The practical applicability of biochar in water treatment was further demonstrated by the excellent repeatability observed in the HW700 catalyst, which consistently removed β-endosulfan from water over multiple cycles. This indicates the potential for reusing biochar in long-term water treatment processes, reducing operational costs and increasing the sustainability of the treatment systems. Compared to WS700, HW700 showed slightly higher performance, making it a more favorable candidate for practical water treatment applications.

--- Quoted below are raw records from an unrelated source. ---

PR #30320, opened 2025-05-15
fix(@angular/build): provide direct debugging support for unit test builder

clydin:
When using the experimental `unit-test` builder with the `vitest` runner, a `debug` option is now available which configures the underlying runner to setup and use the Node Inspector to debug tests. This reduces the complexity to support debugging unit tests via a command execution of `ng test --debug`. This will cause the test process to initialize and then wait for a debugger to connect prior to executing the tests.


jkrems (approved):

clydin:

PR #30323, opened 2025-05-15
fix(@angular/build): enable unit-test builder watch outside CI

clydin:
When using the experimental `unit-test` builder, the `watch` option will now default to true when there is an interactive terminal and not on CI. This more closely aligns with the behavior of the existing `karma` builder and that of vitest itself. CI is determined by the presence of a "truthy" `CI` environment variable.


jkrems (approved):

clydin:

PR #30329, opened 2025-05-16
refactor: disable chrome sandbox as it no longer works in CI

alan-agius4:
This commit disables the chrome sandbox


devversion (approved):
ty!

alan-agius4:

PR #30349, opened 2025-05-20
fix(@angular/cli): update min Node.js support to 20.19, 22.12, and 24.0

alan-agius4:
Bumps the minimum Node.js support for `@angular/cli`. This update ensures compatibility with a growing number of upstream dependencies, such as Undici and Pacote, that are adopting newer Node.js versions. These versions where selected as `require(esm)` is enabled by default. This change also prepares us for future package releases that will likely rely on this behavior.


clydin (approved):

alan-agius4:

PR #30351, opened 2025-05-20
fix(@angular/build): ensure disabled vitest config loading

clydin:
With the experimental `unit-test` builder with the `vitest` runner, the underlying vitest execution will no longer attempt to load external configuration files. The current internal vitest usage does not support integration of external configuration files.


alan-agius4 (approved):

alan-agius4:

PR #30363, opened 2025-05-21
refactor(@angular/build): check that AOT is enabled in HMR logic

alan-agius4:
This commit refactors the HMR logic within `@angular/build` to explicitly check for AOT.


alan-agius4:

PR #30372, opened 2025-05-22
refactor(@angular/build): update `ensureWorkerPool` to do an early exit

alan-agius4:
The avoid unnecessary logic to be executed for every call to `transformFile`.


clydin:

PR #30375, opened 2025-05-22
perf(@angular/build): directly check code for Angular partial linking

clydin:
To more completely avoid having to load any Angular compiler linking code when analyzing for code transformations during a build, the declaration function checks are now performed directly. This is in contrast to the previous behavior that required importing the linker code to use a helper function included in the `@angular/compiler-cli` package. Avoiding the need to load and parse a potentially large amount of code to perform the check can improve performance for the cases where no linking is required. To ensure the check stays up to date and while the list of function names rarely changes, the linker must always use the existing function name prefix (`ɵɵngDeclare`) for any declaration functions.

### DIFF
--- a/packages/angular/build/src/tools/esbuild/javascript-transformer-worker.ts
+++ b/packages/angular/build/src/tools/esbuild/javascript-transformer-worker.ts
@@ -27,6 +27,14 @@ interface JavaScriptTransformRequest {
 const textDecoder = new TextDecoder();
 const textEncoder = new TextEncoder();
 
+/**
+ * The function name prefix for all Angular partial compilation functions.
+ * Used to determine if linking of a JavaScript file is required.
+ * If any additional declarations are added or otherwise changed in the linker,
+ * the names MUST begin with this prefix.
+ */
+const LINKER_DECLARATION_PREFIX = 'ɵɵngDeclare';
+
 export default async function transformJavaScript(
   request: JavaScriptTransformRequest,
 ): Promise<unknown> {
@@ -45,11 +53,6 @@ export default async function transformJavaScript(
 let linkerPluginCreator:
   | typeof import('@angular/compiler-cli/linker/babel').createEs2015LinkerPlugin
   | undefined;
-
-/**
- * Cached instance of the compiler-cli linker's needsLinking function.
- */
-let needsLinking: typeof import('@angular/compiler-cli/linker').needsLinking | undefined;
 
 async function transformWithBabel(
   filename: string,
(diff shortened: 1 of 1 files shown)


packages/angular/build/src/tools/esbuild/javascript-transformer-worker.ts
```diff
@@ -27,6 +27,25 @@ interface JavaScriptTransformRequest {
...
 const textEncoder = new TextEncoder();
 
+/**
+ * The current list of Angular partial compilation declaration function names.
+ * Used to determine if linking of a JavaScript file is required.
+ * If any additional declarations are added or otherwise changed, this list
+ * MUST be updated.
+ * The component declaration is first as it is the most likely to be present.
+ */
+const LINKER_DECLARATION_NAMES = [
```
JoostK, line 37: WDYT of reducing this to a single search for just `ɵɵngDeclare`, which I expect is sufficiently unique to avoid false positives and reduces the maintenance/syncing cost of having the check in the CLI.

packages/angular/build/src/tools/esbuild/javascript-transformer-worker.ts
```diff
@@ -125,17 +128,10 @@ async function requiresLinking(path: string, source: string): Promise<boolean> {
...
-    // Once TypeScript provides support for keeping the dynamic import this workaround can be
-    // changed to a direct dynamic import.
-    const linkerModule = await loadEsmModule<typeof import('@angular/compiler-cli/linker')>(
-      '@angular/compiler-cli/linker',
-    );
-    needsLinking = linkerModule.needsLinking;
-  }
-
-  return needsLinking(path, source);
+  // Check if the source code includes one of the declaration functions.
```
alan-agius4, line 131: NOT: Can we also add a faster check to check that the file extension is `.mjs` ? All Angular libraries are `.mjs`. This could also simplify the regexp for core and compiler.

clydin: Third party angular libraries may not be though. I don't think APF mandates the file extension.

alan-agius4: Libraries that are compiled with ng-packagr is though.

clydin: Most probably use ng-packagr but i would be hesitant to assume all do.  i think it may be good to do as a separate change in case it causes unintentional breakage.

clydin: Also, maybe APF should mandate something like `.partial.mjs` for a more encompassing check?

alan-agius4 (approved):

packages/angular/build/src/tools/esbuild/javascript-transformer-worker.ts
devversion: IMO APF should always be partial compilation output, but since that is not necessarily the case for 1st party libraries, I could see adding a field to the `package.json`?

clydin: Walking up the file system to find a relevant `package.json` for each file could get expensive.
At a minimum something like `.partial.mjs` could provide a definitive signal that it needs to be processed and no additional check would be needed.  Other files could fallback to the existing checks.

devversion: Ah, I thought it would be easy to determine the package root, and have some caching.

In either case, I think it would be easy enough to introduce the `.partial` suffix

In summary, this research contributes to the growing body of knowledge on the use of biochar in environmental remediation, providing a novel approach for the activation of persulfate in pesticide removal. The findings suggest that biochar derived from agricultural waste biomass, especially at higher pyrolysis temperatures, can be an efficient and sustainable solution for removing persistent organic pollutants from water. Future research should focus on further optimizing biochar properties, exploring its use in diverse environmental conditions, and investigating its potential in treating a broader range of pollutants, thus paving the way for more scalable and cost-effective water treatment technologies.